### WHAT YOU WILL DO
List all lines of the data containing the word "opened".
START TASK INPUT
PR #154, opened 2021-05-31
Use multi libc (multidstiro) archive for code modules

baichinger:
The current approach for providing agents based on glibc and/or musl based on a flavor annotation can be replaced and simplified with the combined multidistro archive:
END TASK INPUT
START TASK INPUT
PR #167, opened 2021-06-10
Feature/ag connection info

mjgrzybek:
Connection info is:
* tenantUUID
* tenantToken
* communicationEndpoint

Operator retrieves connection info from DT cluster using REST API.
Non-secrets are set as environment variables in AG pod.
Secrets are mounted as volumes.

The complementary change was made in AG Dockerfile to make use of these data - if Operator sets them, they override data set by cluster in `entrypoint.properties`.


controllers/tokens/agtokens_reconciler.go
END TASK INPUT
### ANSWER TO THIS TASK
PR #154, opened 2021-05-31
PR #167, opened 2021-06-10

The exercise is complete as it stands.